- Exercise aim -
Some of the lines below need repeating. Reproduce exactly those between the lines holding "PR #297, opened 2016-06-15" and "PR #308, opened 2016-06-25", inclusive.

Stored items
-- Opening Marker --

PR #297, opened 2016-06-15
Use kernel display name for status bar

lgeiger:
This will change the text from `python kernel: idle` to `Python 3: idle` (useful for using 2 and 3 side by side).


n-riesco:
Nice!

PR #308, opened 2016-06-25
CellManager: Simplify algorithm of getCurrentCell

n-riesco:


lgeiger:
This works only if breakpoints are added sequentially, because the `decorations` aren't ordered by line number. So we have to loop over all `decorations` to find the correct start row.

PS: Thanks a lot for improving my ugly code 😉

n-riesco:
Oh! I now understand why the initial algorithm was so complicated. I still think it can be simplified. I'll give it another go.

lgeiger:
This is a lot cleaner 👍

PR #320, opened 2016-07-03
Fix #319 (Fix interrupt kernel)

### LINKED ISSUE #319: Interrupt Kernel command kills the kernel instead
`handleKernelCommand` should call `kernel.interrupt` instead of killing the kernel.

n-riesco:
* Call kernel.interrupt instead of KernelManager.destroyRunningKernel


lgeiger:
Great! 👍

-- Closing Marker --
-- Opening Marker --

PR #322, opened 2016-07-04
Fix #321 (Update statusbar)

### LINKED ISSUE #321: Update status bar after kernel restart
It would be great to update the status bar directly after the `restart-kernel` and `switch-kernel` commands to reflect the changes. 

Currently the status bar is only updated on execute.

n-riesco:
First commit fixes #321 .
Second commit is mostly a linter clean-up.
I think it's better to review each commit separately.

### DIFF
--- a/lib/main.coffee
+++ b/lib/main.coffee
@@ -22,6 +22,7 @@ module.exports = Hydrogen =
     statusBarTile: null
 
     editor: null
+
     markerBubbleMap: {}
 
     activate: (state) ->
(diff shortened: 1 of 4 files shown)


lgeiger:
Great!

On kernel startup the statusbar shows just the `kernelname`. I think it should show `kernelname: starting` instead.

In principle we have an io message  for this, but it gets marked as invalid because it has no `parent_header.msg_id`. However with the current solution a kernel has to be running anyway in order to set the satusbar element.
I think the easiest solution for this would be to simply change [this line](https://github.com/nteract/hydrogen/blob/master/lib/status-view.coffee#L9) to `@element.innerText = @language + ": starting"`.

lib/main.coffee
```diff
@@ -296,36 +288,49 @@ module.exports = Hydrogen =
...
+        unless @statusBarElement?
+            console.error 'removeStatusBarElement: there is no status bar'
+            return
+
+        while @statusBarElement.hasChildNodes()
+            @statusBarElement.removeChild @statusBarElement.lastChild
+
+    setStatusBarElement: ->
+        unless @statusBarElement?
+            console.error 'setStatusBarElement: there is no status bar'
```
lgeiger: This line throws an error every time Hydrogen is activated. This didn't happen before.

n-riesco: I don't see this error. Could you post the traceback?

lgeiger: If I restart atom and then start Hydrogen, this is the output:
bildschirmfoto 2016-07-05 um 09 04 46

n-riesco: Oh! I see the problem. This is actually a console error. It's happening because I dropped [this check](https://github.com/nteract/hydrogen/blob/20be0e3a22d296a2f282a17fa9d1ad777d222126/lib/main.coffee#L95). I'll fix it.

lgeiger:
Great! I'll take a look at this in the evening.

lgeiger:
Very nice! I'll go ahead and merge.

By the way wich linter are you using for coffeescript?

-- Closing Marker --
-- Opening Marker --

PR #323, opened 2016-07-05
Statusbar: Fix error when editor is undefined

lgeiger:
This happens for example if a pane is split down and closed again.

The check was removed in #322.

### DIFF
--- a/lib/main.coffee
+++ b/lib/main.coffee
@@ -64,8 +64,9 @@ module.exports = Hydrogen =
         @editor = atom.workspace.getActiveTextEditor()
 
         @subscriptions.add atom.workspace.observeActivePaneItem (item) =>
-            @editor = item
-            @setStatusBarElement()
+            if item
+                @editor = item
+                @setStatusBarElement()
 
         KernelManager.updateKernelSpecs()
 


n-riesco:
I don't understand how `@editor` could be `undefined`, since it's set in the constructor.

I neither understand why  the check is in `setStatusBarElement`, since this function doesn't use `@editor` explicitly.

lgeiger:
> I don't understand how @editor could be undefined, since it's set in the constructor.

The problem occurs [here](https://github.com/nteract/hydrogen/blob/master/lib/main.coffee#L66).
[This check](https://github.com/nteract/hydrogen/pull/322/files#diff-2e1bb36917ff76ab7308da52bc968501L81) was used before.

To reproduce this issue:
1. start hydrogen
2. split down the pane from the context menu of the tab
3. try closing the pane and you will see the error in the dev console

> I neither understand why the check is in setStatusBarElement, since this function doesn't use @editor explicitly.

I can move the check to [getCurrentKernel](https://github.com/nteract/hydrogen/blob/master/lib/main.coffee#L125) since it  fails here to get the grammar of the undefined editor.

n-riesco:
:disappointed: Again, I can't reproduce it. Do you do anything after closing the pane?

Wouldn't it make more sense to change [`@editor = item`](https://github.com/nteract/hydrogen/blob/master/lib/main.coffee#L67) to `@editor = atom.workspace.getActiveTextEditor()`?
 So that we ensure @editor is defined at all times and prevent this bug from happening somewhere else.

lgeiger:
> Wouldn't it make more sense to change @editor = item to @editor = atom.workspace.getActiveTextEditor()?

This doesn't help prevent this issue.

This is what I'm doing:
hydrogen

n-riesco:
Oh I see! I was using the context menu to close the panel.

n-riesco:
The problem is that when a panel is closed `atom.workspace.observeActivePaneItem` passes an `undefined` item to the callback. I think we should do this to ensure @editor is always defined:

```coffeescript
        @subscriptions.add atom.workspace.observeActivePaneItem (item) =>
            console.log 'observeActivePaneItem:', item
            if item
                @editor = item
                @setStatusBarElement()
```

-- Closing Marker --

- Response -
PR #297, opened 2016-06-15
Use kernel display name for status bar

lgeiger:
This will change the text from `python kernel: idle` to `Python 3: idle` (useful for using 2 and 3 side by side).


n-riesco:
Nice!

PR #308, opened 2016-06-25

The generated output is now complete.